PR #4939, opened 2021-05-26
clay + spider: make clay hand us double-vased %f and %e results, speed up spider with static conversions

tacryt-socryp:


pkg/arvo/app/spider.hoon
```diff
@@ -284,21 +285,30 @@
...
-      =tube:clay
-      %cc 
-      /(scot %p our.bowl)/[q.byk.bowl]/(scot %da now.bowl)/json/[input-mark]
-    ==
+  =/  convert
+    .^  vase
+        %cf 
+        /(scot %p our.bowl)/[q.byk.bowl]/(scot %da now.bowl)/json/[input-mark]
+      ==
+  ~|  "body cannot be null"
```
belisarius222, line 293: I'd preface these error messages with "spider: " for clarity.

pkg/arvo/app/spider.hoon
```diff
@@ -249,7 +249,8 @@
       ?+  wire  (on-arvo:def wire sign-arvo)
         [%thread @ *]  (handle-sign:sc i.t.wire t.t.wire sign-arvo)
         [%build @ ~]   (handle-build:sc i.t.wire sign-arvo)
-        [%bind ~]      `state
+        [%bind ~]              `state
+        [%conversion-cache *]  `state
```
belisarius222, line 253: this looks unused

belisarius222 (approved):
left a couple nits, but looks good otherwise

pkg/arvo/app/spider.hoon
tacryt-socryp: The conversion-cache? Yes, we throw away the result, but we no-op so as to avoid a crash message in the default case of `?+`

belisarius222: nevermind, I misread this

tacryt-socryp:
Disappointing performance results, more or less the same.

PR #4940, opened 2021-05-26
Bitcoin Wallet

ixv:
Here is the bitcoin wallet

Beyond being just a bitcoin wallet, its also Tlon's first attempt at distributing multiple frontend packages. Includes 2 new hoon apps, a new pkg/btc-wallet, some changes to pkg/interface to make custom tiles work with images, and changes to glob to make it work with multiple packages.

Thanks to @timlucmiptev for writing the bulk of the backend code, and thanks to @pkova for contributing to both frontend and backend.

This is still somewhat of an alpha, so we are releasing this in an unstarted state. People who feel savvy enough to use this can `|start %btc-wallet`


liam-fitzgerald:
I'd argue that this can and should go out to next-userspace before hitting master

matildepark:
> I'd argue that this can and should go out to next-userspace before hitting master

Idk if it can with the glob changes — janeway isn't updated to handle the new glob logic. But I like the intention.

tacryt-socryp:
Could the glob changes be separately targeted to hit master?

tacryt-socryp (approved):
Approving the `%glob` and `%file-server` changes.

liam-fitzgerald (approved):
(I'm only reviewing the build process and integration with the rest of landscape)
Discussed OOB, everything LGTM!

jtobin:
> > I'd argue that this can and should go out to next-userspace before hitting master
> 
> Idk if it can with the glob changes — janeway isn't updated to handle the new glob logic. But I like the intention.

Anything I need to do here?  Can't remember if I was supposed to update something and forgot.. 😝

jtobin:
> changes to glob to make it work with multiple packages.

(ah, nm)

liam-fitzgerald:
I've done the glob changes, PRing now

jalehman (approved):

* * *

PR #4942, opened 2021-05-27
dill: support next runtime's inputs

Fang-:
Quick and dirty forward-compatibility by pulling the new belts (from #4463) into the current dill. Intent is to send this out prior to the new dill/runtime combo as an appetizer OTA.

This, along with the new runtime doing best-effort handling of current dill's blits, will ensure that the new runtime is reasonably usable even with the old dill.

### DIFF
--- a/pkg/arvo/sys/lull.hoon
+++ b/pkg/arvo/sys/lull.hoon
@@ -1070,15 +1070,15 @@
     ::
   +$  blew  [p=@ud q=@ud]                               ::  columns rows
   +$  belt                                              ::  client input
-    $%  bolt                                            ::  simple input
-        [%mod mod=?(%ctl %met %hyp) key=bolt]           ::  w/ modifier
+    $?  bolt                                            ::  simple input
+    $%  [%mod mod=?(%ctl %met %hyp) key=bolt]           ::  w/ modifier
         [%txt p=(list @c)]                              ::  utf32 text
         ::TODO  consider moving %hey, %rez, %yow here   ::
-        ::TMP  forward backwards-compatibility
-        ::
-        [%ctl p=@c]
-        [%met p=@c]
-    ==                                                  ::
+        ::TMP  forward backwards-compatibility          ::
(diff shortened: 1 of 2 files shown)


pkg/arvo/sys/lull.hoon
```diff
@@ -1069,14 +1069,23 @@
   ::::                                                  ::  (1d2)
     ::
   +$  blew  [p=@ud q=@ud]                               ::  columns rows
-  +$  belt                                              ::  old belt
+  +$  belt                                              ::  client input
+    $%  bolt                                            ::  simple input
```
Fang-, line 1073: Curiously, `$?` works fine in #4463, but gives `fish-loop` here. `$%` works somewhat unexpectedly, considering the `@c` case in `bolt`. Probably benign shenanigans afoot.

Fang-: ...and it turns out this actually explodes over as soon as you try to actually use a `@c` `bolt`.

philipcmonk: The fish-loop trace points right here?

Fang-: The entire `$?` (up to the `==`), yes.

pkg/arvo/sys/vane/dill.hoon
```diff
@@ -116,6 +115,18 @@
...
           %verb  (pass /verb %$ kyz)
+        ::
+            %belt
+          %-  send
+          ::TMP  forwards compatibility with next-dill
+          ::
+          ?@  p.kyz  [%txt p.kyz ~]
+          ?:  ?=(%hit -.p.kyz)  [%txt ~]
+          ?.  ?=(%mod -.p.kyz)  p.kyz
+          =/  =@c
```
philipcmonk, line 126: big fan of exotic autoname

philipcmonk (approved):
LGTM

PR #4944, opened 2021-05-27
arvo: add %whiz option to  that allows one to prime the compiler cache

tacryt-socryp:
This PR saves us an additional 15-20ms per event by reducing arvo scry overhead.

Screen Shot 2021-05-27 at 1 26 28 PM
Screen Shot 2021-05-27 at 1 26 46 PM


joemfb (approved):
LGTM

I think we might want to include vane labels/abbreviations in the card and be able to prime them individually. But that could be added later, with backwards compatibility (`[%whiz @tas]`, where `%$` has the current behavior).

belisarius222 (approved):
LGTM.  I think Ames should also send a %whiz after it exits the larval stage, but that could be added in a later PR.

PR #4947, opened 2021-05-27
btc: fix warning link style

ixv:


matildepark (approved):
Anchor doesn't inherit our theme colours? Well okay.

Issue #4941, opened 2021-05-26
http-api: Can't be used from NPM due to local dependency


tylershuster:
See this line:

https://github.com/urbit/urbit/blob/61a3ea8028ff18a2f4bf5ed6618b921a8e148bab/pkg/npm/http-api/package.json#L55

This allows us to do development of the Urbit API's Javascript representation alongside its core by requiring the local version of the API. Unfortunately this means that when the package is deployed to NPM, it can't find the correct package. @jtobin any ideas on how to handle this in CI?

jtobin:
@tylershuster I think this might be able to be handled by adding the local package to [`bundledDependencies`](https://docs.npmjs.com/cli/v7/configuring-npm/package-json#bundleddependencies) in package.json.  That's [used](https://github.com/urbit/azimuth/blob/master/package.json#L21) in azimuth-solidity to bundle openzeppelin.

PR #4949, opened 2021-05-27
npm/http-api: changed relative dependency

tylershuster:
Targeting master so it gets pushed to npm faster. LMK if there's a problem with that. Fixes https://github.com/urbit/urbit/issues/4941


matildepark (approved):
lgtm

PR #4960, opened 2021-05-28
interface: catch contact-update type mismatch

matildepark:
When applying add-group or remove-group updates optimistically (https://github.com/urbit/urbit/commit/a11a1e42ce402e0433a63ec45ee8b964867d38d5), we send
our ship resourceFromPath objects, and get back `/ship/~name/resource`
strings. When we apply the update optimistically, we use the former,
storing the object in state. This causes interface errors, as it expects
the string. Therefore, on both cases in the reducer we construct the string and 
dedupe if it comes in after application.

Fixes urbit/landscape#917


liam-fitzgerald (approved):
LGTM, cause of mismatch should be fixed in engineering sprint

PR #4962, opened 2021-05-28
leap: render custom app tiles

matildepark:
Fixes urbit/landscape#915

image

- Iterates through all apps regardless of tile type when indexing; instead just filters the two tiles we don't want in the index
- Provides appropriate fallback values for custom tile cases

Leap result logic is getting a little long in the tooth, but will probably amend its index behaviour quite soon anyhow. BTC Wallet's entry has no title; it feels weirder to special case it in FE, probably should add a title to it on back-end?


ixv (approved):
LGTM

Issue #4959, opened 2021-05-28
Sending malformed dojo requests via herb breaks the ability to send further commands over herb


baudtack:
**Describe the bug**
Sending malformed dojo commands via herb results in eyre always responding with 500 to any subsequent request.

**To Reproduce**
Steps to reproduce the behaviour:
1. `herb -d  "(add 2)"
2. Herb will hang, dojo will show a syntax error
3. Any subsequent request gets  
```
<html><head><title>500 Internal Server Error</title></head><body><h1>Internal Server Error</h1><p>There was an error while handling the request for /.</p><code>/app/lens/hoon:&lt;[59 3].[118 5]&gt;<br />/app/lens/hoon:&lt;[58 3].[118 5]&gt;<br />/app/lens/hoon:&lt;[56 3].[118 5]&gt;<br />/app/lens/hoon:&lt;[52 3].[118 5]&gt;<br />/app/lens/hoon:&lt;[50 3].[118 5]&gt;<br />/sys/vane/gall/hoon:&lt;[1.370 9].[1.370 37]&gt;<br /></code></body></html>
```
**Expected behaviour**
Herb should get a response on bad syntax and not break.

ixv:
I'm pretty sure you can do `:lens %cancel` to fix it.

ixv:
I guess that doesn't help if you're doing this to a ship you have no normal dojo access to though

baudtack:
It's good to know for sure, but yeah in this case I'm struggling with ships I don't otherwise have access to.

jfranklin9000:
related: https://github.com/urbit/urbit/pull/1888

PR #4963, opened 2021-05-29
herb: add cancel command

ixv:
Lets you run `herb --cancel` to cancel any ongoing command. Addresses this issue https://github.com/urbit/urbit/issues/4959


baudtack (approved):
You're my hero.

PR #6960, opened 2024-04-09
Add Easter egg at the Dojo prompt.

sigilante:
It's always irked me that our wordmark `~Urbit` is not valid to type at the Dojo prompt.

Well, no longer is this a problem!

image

==

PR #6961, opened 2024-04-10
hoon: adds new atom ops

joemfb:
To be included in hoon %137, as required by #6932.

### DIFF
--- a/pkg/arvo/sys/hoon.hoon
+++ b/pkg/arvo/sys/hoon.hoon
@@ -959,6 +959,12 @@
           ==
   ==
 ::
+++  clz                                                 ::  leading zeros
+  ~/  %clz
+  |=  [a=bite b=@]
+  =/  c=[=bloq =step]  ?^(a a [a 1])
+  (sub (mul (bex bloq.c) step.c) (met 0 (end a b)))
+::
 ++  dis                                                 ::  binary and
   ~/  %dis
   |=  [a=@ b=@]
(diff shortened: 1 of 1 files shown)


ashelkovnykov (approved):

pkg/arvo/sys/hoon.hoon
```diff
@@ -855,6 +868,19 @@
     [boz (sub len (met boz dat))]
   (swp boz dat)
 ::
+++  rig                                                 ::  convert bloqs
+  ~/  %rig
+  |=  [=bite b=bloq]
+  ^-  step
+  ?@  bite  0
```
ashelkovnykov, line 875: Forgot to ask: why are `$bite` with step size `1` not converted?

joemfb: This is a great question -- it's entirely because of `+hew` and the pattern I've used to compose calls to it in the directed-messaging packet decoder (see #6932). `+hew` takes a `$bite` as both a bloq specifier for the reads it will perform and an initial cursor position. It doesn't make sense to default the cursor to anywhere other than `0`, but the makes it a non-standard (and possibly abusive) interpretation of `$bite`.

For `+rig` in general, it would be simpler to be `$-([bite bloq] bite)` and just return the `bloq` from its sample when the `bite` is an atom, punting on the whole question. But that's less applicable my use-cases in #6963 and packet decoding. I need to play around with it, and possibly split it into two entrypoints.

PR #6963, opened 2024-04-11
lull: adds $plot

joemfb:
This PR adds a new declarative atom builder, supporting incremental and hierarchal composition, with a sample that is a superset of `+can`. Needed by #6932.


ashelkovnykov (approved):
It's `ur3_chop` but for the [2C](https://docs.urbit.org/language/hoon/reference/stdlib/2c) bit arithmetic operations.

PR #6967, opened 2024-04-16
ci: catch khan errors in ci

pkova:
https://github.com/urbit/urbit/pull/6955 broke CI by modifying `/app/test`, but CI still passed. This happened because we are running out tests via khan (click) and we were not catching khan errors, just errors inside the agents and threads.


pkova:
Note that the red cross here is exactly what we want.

TASK REQUIREMENTS
Wherever a line contains the string "title", copy that line from the data.

OUTPUT
Leap result logic is getting a little long in the tooth, but will probably amend its index behaviour quite soon anyhow. BTC Wallet's entry has no title; it feels weirder to special case it in FE, probably should add a title to it on back-end?
<html><head><title>500 Internal Server Error</title></head><body><h1>Internal Server Error</h1><p>There was an error while handling the request for /.</p><code>/app/lens/hoon:&lt;[59 3].[118 5]&gt;<br />/app/lens/hoon:&lt;[58 3].[118 5]&gt;<br />/app/lens/hoon:&lt;[56 3].[118 5]&gt;<br />/app/lens/hoon:&lt;[52 3].[118 5]&gt;<br />/app/lens/hoon:&lt;[50 3].[118 5]&gt;<br />/sys/vane/gall/hoon:&lt;[1.370 9].[1.370 37]&gt;<br /></code></body></html>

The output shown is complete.